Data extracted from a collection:

PR #1347, opened 2022-03-29
ci: implement maintenance workflow

mhaertwig:
This pull request uses GitHub actions to
- check for `@breaking-change` annotations
- add the "target: maintenance" label if the pr is not a breaking change
- cherry-picks non-breaking changes into the maintenance branch
- collects failed cherry-picks in an issue

### DIFF
--- a/.github/workflows/maintenance-cherry-pick-workflow.yml
+++ b/.github/workflows/maintenance-cherry-pick-workflow.yml
@@ -1,0 +1,40 @@
+name: cherry-pick on maintenance branch
+
+on:
+  pull_request:
+    types: [closed]
+
+jobs:
+  cherry_pick:
+    runs-on: ubuntu-latest
+    outputs:
+      output: ${{ steps.cherry_pick.outputs.output }}
+    if: |
+      github.event.pull_request.merged == true &&
+      contains(github.event.pull_request.labels.*.name, 'target: maintenance')
+    steps:
+    - uses: actions/checkout@v3
+      with:
+        fetch-depth: 0
+    - name: "Cherry-pick changes into maintenance"
+      id: cherry_pick
+      run: |
+        git checkout maintenance
+        echo "::set-output name=output::$(git -c user.name="cherry.picker" \
+          -c user.email="cherry.picker@sbb.ch" cherry-pick ${{ github.sha }} | xargs)"
+        git push
+  update_maintenance_issue:
+    runs-on: ubuntu-latest
+    needs: cherry_pick
+    if: ${{ contains(needs.cherry_pick.outputs.output, 'CONFLICT') }}
+    steps:
+    - uses: actions/checkout@v3
+    - uses: actions/setup-node@v3
+      with:
+        node-version: 16
+    - uses: ./.github/actions/yarn-install
+    - name: "Update maintenance issue"
+      run: yarn ts-node scripts/update-maintenance-issue.ts
+      env:
+        GITHUB_TOKEN: ${{ secrets.GITHUB_TOKEN }}
+        PR_NUMBER: ${{ github.event.number }}
--- a/.github/workflows/maintenance-tagging-workflow.yml
+++ b/.github/workflows/maintenance-tagging-workflow.yml
@@ -1,0 +1,26 @@
+name: Add or remove maintenance labels
+
+on:
+  pull_request:
+    branches: [master]
+
+jobs:
+  add_label:
+    runs-on: ubuntu-latest
+    steps:
+    - uses: actions/checkout@v3
+      with:
+        fetch-depth: 0
+    - name: "Get @breaking-change annotation counts"
+      id: deprecations
+      run: echo "::set-output name=count::$(git diff ${{ github.event.pull_request.base.sha }} ${{ github.sha }} | egrep "^\+" | grep '@breaking-change' -c)"
+    - name: "Add maintenance label"
+      uses: actions-ecosystem/action-add-labels@v1
+      if: steps.deprecations.outputs.count == '0'
+      with:
+        labels: "target: maintenance"
+    - name: "Remove maintenance label"
+      uses: actions-ecosystem/action-remove-labels@v1
+      if: steps.deprecations.outputs.count != '0'
+      with:
+        labels: "target: maintenance"
--- a/scripts/update-maintenance-issue.ts
+++ b/scripts/update-maintenance-issue.ts
@@ -1,0 +1,61 @@
+import { Octokit } from 'octokit';
+
+const githubToken = process.env['GITHUB_TOKEN'];
+const pullRequestNumber = parseInt(process.env['PR_NUMBER']!, 10);
+
+const repoConfig = {
+  owner: 'sbb-design-systems',
+  repo: 'sbb-angular',
+};
+
+const issuePath = {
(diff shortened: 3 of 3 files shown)


.github/workflows/maintenance-cherry-pick-workflow.yml
```diff
@@ -0,0 +1,40 @@
...
+      contains(github.event.pull_request.labels.*.name, 'target: maintenance')
+    steps:
+    - uses: actions/checkout@v3
+      with:
+        fetch-depth: 0
+    - name: "Cherry-pick changes into maintenance"
+      id: cherry_pick
+      run: |
+        git checkout maintenance
+        echo "::set-output name=output::$(git -c user.name="cherry.picker" \
```
jeripeierSBB, line 23: is it not possible to remain the original committer?

scripts/update-maintenance-issue.ts
```diff
@@ -0,0 +1,61 @@
...
+
+    if (!pr.data.title || !pr.data.html_url) {
+      throw new Error('Could not load pull request');
+    }
+
+    const hint = '**Unable to merge the following pull requests into the maintenance branch**';
+    const dateInfo = `${this._now.toISOString()}`;
+    let openTasks = this._extractOpenTasks(issue.data.body);
+    openTasks.push(`- [ ] [${pr.data.title}](${pr.data.html_url})`);
+    openTasks = [...new Set(openTasks)];
```
jeripeierSBB, line 40: maybe extract method as it is in extract, but this time the opposite (include duplication removal and line joining?

scripts/update-maintenance-issue.ts
```diff
@@ -0,0 +1,61 @@
...
+
+    return this._octokit.rest.issues.update({
+      ...issuePath,
+      body: `${hint}\r\n${openTasks.join('\r\n')}\r\n${dateInfo}`,
+    });
+  }
+
+  private _extractOpenTasks(issueBody: string = ''): string[] {
+    return issueBody.split('\r\n').filter((line) => line.startsWith('- [ ]'));
```
jeripeierSBB, line 49: Is `\n` not sufficient?

.github/workflows/maintenance-tagging-workflow.yml
```diff
@@ -0,0 +1,26 @@
...
+
+jobs:
+  add_label:
+    runs-on: ubuntu-latest
+    steps:
+    - uses: actions/checkout@v3
+      with:
+        fetch-depth: 0
+    - name: "Get @breaking-change annotation counts"
+      id: deprecations
```
jeripeierSBB, line 15:
```suggestion
      id: breaking-changes
```

.github/workflows/maintenance-tagging-workflow.yml
```diff
@@ -0,0 +1,26 @@
...
+      run: echo "::set-output name=count::$(git diff ${{ github.event.pull_request.base.sha }} ${{ github.sha }} | egrep "^\+" | grep '@breaking-change' -c)"
```
jeripeierSBB, line 16: I thought we only want to check for commit messages, if there is written "BREAKING CHANGE:" ? @kyubisation What's your opinion?

.github/workflows/maintenance-cherry-pick-workflow.yml
mhaertwig: image
That's how it's displayed. We can see that it was cherry-picked by the bot.

.github/workflows/maintenance-tagging-workflow.yml
kyubisation: Yes, just checking the PR message should work best.
To explain: We sometimes add a note `@breaking-change 15` to indicate that something should be changed for version 15, which will be a breaking change, but is not with the current change.

.github/workflows/maintenance-cherry-pick-workflow.yml
```diff
@@ -0,0 +1,40 @@
...
+      github.event.pull_request.merged == true &&
+      contains(github.event.pull_request.labels.*.name, 'target: maintenance')
+    steps:
+    - uses: actions/checkout@v3
+      with:
+        fetch-depth: 0
+    - name: "Cherry-pick changes into maintenance"
+      id: cherry_pick
+      run: |
+        git checkout maintenance
```
kyubisation, line 22: Maybe this is more a general question about maintenance branch naming.
I'd prefer for each (current and new) major version to create a dedicated branch (e.g. `13.x` and `14.x`) and to update the target branch when creating the first major release.
@jeripeierSBB, @mhaertwig Thoughts?

.github/workflows/maintenance-cherry-pick-workflow.yml
```diff
@@ -0,0 +1,40 @@
...
+        echo "::set-output name=output::$(git -c user.name="cherry.picker" \
+          -c user.email="cherry.picker@sbb.ch" cherry-pick ${{ github.sha }} | xargs)"
```
kyubisation, line 24: I do wonder whether it is wise to use a mail address that does not exist.
Maybe just use `user.name="github-actions" user.email="github-actions@github.com"`

See https://github.com/actions/checkout#push-a-commit-using-the-built-in-token

scripts/update-maintenance-issue.ts
```diff
@@ -0,0 +1,61 @@
...
+  ...repoConfig,
+  issue_number: 1346,
+};
+
+const prPath = {
+  ...repoConfig,
+  pull_number: pullRequestNumber,
+};
+
+export class MaintenanceIssueUpdater {
```
kyubisation, line 21: nitpick: the class does not need to be exported

kyubisation (changes requested):
Nice work so far 👍

.github/workflows/maintenance-cherry-pick-workflow.yml
kyubisation: Should we maybe have corresponding labels so it would be transparent where it would be cherry-picked to?
e.g. `target: 13.x` cherry-picks to `13.x` and `target: 14.x` cherry-picks to `14.x` and if both labels are set, it cherry-picks to both? The auto-label would only assign the manually configured label and we can switch it, once we want to move to the next major version.
But I'm open to discussion, if this seems to complex.

.github/workflows/maintenance-tagging-workflow.yml
```diff
@@ -0,0 +1,29 @@
+name: Add or remove maintenance labels
+
+on:
+  pull_request:
+    branches: [master]
```
mhaertwig, line 5:
```suggestion
    branches: [master] # target branch
```

.github/workflows/maintenance-tagging-workflow.yml
```diff
@@ -0,0 +1,24 @@
...
+
+env:
+  TARGET_RELEASE: 13.x
+
+jobs:
+  add_label:
+    runs-on: ubuntu-latest
+    steps:
+      - name: "Add target label"
+        if: ${{ contains(github.event.pull_request.body, 'BREAKING CHANGE:') }}=
```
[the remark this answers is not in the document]
mhaertwig: Of course, thanks!

kyubisation (approved):
LGTM 👍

Problem :: All lines in the records with the string "return" should be copied out.

Solution ::
+    return this._octokit.rest.issues.update({
+    return issueBody.split('\r\n').filter((line) => line.startsWith('- [ ]'));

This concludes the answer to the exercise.